On December 6, 2010, Targa Resources Corp. (the Company) together with Warburg Pincus
Private Equity VIII, L.P., Warburg Pincus Netherlands Private Equity VIII C.V.I, WP-WPVIII
Investors, L.P., Warburg Pincus Private Equity IX, L.P., Merrill Lynch Ventures L.P. 2001, Margaret
D. Helma, Roy E. Johnson and René D. Ruiz (the Selling Stockholders) entered into an Underwriting
Agreement (the Underwriting Agreement) with Barclays Capital Inc., Morgan Stanley & Co.
Incorporated, Merrill Lynch, Pierce, Fenner & Smith Incorporated, Citigroup Global Markets Inc.,
Deutsche Bank Securities Inc., Credit Suisse Securities (USA) LLC, J.P. Morgan Securities LLC,
Wells Fargo Securities, LLC, Raymond James & Associates, Inc., RBC Capital Markets, LLC, UBS
Securities LLC, Robert W. Baird & Co. Incorporated and ING Financial Markets LLC (the
Underwriters) providing for the offer and sale (the Offering) in a firm commitment underwritten
offering of 16,375,000 shares (the Shares) sold by the Selling Stockholders at a price of $22 per
share ($20.79 per share, net of underwriting discounts). Pursuant to the Underwriting Agreement,
the Underwriters were granted an over-allotment option for a period of 30 days (the Over-Allotment
Option) to purchase from certain of the Selling Stockholders up to an additional 2,456,250 shares
of common stock, at the same price per share, to cover over-allotments, if any. On
December 8,
2010, the Underwriters exercised the Over-Allotment Option in full. The material terms of the
Offering are described in the prospectus, dated December 6, 2010 (the Prospectus), filed by the
Company with the Securities and Exchange Commission (the Commission) on December 7, 2010 pursuant
to Rule 424(b)(1) under the Securities Act of 1933, as amended (the Securities Act). The
Offering is registered with the Commission pursuant to a Registration Statement on Form S-1, as
amended (File No. 333-169277), initially filed by the Company on September 9, 2010.
In the Underwriting Agreement, the Company and the Selling Stockholders agreed to indemnify
the Underwriters against certain liabilities, including liabilities under the Securities Act, or to
contribute to payments the Underwriters may be required to make because of any of those
liabilities. The foregoing description of the Underwriting Agreement is qualified in its entirety
by reference to the full text of the Underwriting Agreement, which is filed as Exhibit 1.1 to this
Current Report on Form 8-K and is incorporated herein by reference.

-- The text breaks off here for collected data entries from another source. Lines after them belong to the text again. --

PR #226, opened 2026-02-20
fix(facebook.py): adapting regex search to the new changes of respons e pattern of facebook's /login enpoint

kaifcodec:
### Fix: Update Facebook Token Extraction

Improved regex to handle Facebook's shift from HTML inputs to JSON-embedded tokens.

* **LSD:** Added support for the new `["LSD", [], {"token": "..."}]` JSON format.
* **Jazoest:** Added fallback to capture values from script-based URL parameters.
* **Reliability:** Implemented multi-pattern matching to support both legacy and modern "Comet" page layouts.

### DIFF
--- a/user_scanner/email_scan/social/facebook.py
+++ b/user_scanner/email_scan/social/facebook.py
@@ -35,16 +35,27 @@ async def _check(email: str) -> Result:
                 'priority': "u=0, i"
             }
             res2 = await client.get(url2, params=params2, headers=headers2)
+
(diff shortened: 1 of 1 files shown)


kaifcodec:
I've updated the token extraction since Facebook keeps shifting between their modern JSON blobs and the old HTML input tags. Added some fallbacks to catch both patterns so we don't get caught off guard when they randomly swap response layouts.

PR #232, opened 2026-02-22
refactor: for user_scan hit means green (Found) and miss means Red (Not Found)

kaifcodec:
- Change the username scanning logic to OSINT
- Replace Available, Taken with Not Found, Found 
- Hit = Green and Miss = Red


json-hunter07 (approved):
LGTM, as we moved to OSINT tool, this one fits with the logic now!

PR #262, opened 2026-03-02
fix: add Netflix to LOUD_MODULES (sends verification code to target)

SylvainM98:
## Summary

- Add `netflix` to the `LOUD_MODULES["email"]` list in `helpers.py`
- The Netflix module uses a `CLCSWebInitSignup` GraphQL mutation that triggers a **real verification code** sent to the scanned email address
- This notifies the target that someone is probing their account, which is the exact behavior the loud module mechanism is designed to prevent

## How it was discovered

During testing, each scan triggered an unsolicited Netflix verification code to the target email. The module should be skipped by default (like `instagram`, `leetcode`, `polarsteps`, etc.) and only run when `--allow-loud` is explicitly passed.

## Test plan

- [x] `user-scanner -e test@example.com` → Netflix shows `[~] Skipped`
- [x] `user-scanner -e test@example.com --allow-loud` → Netflix runs normally
- [x] `user-scanner -e test@example.com -m netflix` → Netflix runs (specific module mode)

### DIFF
--- a/user_scanner/email_scan/entertainment/netflix.py
+++ b/user_scanner/email_scan/entertainment/netflix.py
@@ -13,8 +13,8 @@ async def _check(email: str) -> Result:
     }
 
     try:
-        async with httpx.AsyncClient(timeout=5.0, follow_redirects=True) as client:
-            await client.get("https://www.netflix.com/in/", headers=headers)
+        async with httpx.AsyncClient(timeout=10.0, follow_redirects=True) as client:
+            await client.get("https://www.netflix.com/", headers=headers)
 
             flwssn = client.cookies.get("flwssn")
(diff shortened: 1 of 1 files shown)


SylvainM98:
Added a second commit that fixes the Netflix module itself:

- Switch to LOGIN node (reduces target notifications compared to WELCOME)
- Fix locale from en-IN to en-US for global compatibility (the module was India-only before)
- Fix session URL from netflix.com/in/ to netflix.com/
- Simplify detection to a single reliable marker
- Add GraphQL error guard to prevent false negatives if the API changes
- Increase timeout from 5s to 10s for better reliability during concurrent scans

Ready for review.

PR #263, opened 2026-03-02
add: Facebook username validation (social category)

SylvainM98:
## Summary

- Adds Facebook username validator using the account recovery lookup endpoint
- Includes client-side pre-validation (Facebook username format rules)
- Does **not** trigger any notification to the target (silent module)

The previous approach (PR #46) checked `facebook.com/{username}` HTTP status codes, but Facebook now returns HTTP 400 for all profile URL requests regardless of whether the username exists. This implementation uses the same recovery endpoint as the existing email scanner module, adapted for synchronous username lookups.

### Pre-validation checks
- Length: 1–50 characters
- Characters: letters, numbers, periods only
- No numeric-only usernames
- No leading/trailing periods

### Tested with
- Known existing usernames → Found
- Non-existent usernames → Not Found
- Various edge cases (empty, special chars, numeric, too long) → Proper error messages

Supersedes #46.

## Test plan

- [ ] `user-scanner -u <existing_username> -m facebook` → `[✔] Found`
- [ ] `user-scanner -u <fake_username> -m facebook` → `[✘] Not Found`
- [ ] `user-scanner -u <username>` (full scan) → Facebook appears in social results
- [ ] Invalid usernames (`12345`, `user@name`, empty) → `[!] Error` with clear message

### DIFF
--- a/user_scanner/user_scan/social/facebook.py
+++ b/user_scanner/user_scan/social/facebook.py
@@ -1,0 +1,117 @@
+import re
+
+import httpx
+from user_scanner.core.result import Result
+
+
+def _check(user: str) -> Result:
+    show_url = "https://facebook.com"
+
+    if not (1 <= len(user) <= 50):
+        return Result.error("Length must be 1-50 characters")
+
+    if not re.match(r"^[a-zA-Z0-9.]+$", user):
+        return Result.error("Only letters, numbers and periods allowed")
+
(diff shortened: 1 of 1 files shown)


kaifcodec:
Closing this as there has been small issue (false positives) in this PR and the fixed part of this contribution has already been added in #323 .

PR #266, opened 2026-03-03
Add Riot ID validation module (gaming)

SylvainM98:
## Summary

Adds a Riot ID module that checks if a Riot ID (Name#Tag) is registered across Riot Games titles (Valorant, LoL, TFT, LoR). Supersedes #24.

## How it works

1. **Validates format**: Requires exactly one `#` with non-empty name and tag (3-5 chars)
2. **Queries riotid-lookup.com API**: `GET /api/lookup?riotId={Name}%23{Tag}`
3. **Parses response**: `{"isTaken": true/false}`

| Response | Result |
|---|---|
| `{"isTaken": true}` | Taken |
| `{"isTaken": false}` | Available |
| Status 400 | Error (invalid format) |

## Why this approach?

The original #24 and first version of this PR used tracker.gg + `curl_cffi` to bypass Cloudflare. After feedback from @kaifcodec about Termux/ARM64 compatibility, several alternatives were tested:

| Endpoint | Result |
|---|---|
| tracker.gg API | Blocked by Cloudflare TLS fingerprinting |
| HenrikDev API | Requires API key since v4 |
| Cloudscraper + tracker.gg | Cannot bypass TLS fingerprinting |
| Riot official API | Requires production API key |
| **riotid-lookup.com** | **Works with httpx, no auth, ~1.1s avg** |

## Changes

- `user_scanner/user_scan/gaming/riot_id.py` — new module using `generic_validate()` + httpx
- No new dependency (uses existing httpx)

## Test plan

- `python3 -m user_scanner -u 'TenZ#00005' -m riot_id` → Found
- `python3 -m user_scanner -u 'xyzfake99#99999' -m riot_id` → Available
- `python3 -m user_scanner -u 'TenZ' -m riot_id` → Error (missing tag)
- `python3 -m user_scanner -u 'Test#1' -m riot_id` → Error (tag too short)

### DIFF
--- a/user_scanner/user_scan/gaming/riot_id.py
+++ b/user_scanner/user_scan/gaming/riot_id.py
@@ -32,4 +32,11 @@ def validate_riot_id(user: str) -> Result:
 
         return Result.error(f"HTTP {response.status_code}")
 
-    return generic_validate(url, process, show_url=show_url)
+    headers = {
+        "User-Agent": "Mozilla/5.0 (X11; Linux x86_64) AppleWebKit/537.36 "
+                      "(KHTML, like Gecko) Chrome/141.0.0.0 Safari/537.36",
+        "Accept": "application/json",
+        "Accept-Encoding": "gzip, deflate",
+    }
+
+    return generic_validate(url, process, show_url=show_url, headers=headers)


VamatoHD:
I'm aware that it uses some API linked to Valorant; however, it is checking whether a Riot ID exists. If it does, the ID can be applied for other games like League of Legends.
Shouldn't it be marked as Riot ID instead?

kaifcodec:
However @VamatoHD I don’t have much familiarity with those games, so you can probably handle the logic in the way you think fits best.

While testing this module individually, I noticed it failing on some CPU architectures — specifically ARM64 environments like Termux on Android.
```bash
File "/data/data/com.termux/files/usr/lib/python3.12/site-packages/curl_cffi/__version__.py", line 3, in <module>
  from .curl import Curl
File "/data/data/com.termux/files/usr/lib/python3.12/site-packages/curl_cffi/curl.py", line 14, in <module>
  from ._wrapper import ffi, lib
ImportError: dlopen failed: library "libcurl-impersonate.so.4" not found: needed by /data/data/com.termux/files/usr/lib/python3.12/site-packages/curl_cffi/_wrapper.abi3.so in namespace (default)
```
I encountered this on Termux. The `libcurl-impersonate.so.4` missing error suggests that although the Python package installs, the underlying native dependency (`libcurl-impersonate`) isn’t available or compiled properly for the Android/Termux environment during `pip install`.

Because of this, if we include this dependency we should probably make the module optional. If the dependency isn’t available, the tool should skip this module gracefully instead of failing the scan.

This is especially important since we state in the README that the tool is **tested on Termux**.

SylvainM98:
Addressed both points:

**1. Renamed to Riot ID** (@VamatoHD)
- `valorant.py` → `riot_id.py` with `validate_riot_id()`
- Now covers all Riot Games titles (Valorant, LoL, TFT, LoR)

**2. Removed curl_cffi dependency** (@kaifcodec)
- Switched from tracker.gg to riotid-lookup.com API
- Uses httpx via `generic_validate()` — no new dependency, Termux compatible

**Alternatives tested:**

| Endpoint | Result |
|---|---|
| tracker.gg API | Blocked by Cloudflare TLS fingerprinting |
| HenrikDev API | Requires API key since v4 |
| Cloudscraper + tracker.gg | Cannot bypass TLS fingerprinting |
| Riot official API | Requires production API key |
| **riotid-lookup.com** | **Works with httpx, no auth, ~1.1s avg** |

**Performance comparison:**

| | curl_cffi + tracker.gg | httpx + riotid-lookup.com |
|---|---|---|
| Avg response | ~1.25s | ~1.13s |
| Native dep | Yes (breaks ARM64) | No |
| Scope | Valorant only | All Riot titles |

kaifcodec:
@SylvainM98 It would be better if you open a new PR with a single commit containing the final change for this module, instead of the current 5 commits with additions and deletions. This will help keep the commit history cleaner.

SylvainM98:
Replaced by #299 with a clean single commit.

PR #275, opened 2026-03-05
Add boot.dev to email and user scanner

aspectp:


kaifcodec:
@aspectp Thanks for adding the sites. However, could you open a new PR with clean commits? It looks like the `codecademy` module was accidentally overwritten.

That will help keep the history clean. I suggest re-forking the repository to avoid carrying over the previous commits when pushing again.

aspectp:
alright

PR #533, opened 2026-08-07
fix(kick): route the signup check through the impersonating transport

brunolm:
httpx is fingerprint-blocked by Kick's Cloudflare edge, so every address came back as a 403. The impersonating transport clears it and both existing branches resolve unchanged.

```
registered address  -> 422 {"errors":{"email":["The email has already been taken."]}}   Registered
unknown address     -> 204 No Content                                                   Not Registered
```

Both live-tested.

---

### DIFF
--- a/user_scanner/core/impersonate.py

Some of the Underwriters and their affiliates have performed investment banking, commercial
banking and advisory services for the Company and its affiliates from time to time for which they
have received customary fees and expenses. The Underwriters and their affiliates may currently, and
may from time to time in the future, engage in transactions with and perform services for the
Company and its affiliates in the ordinary course of business. Additionally, affiliates of some of
the Underwriters are lenders under the Companys senior secured credit facility
and Targa Resources Partners LPs senior secured credit facility.
Item 7.01 Regulation FD Disclosure.
On
December 6, 2010, the Company announced it had priced its initial public offering of
16,375,000 shares of common stock. A copy of the press release is furnished as Exhibit 99.1 hereto
and is incorporated herein by reference.
The information furnished pursuant to this Item 7.01, including Exhibit 99.1, shall not be
deemed to be filed for the purposes of Section 18 of the Securities Exchange Act of 1934 and will
not be incorporated by reference into any filing under the Securities Act unless specifically
identified therein as being incorporated therein by reference.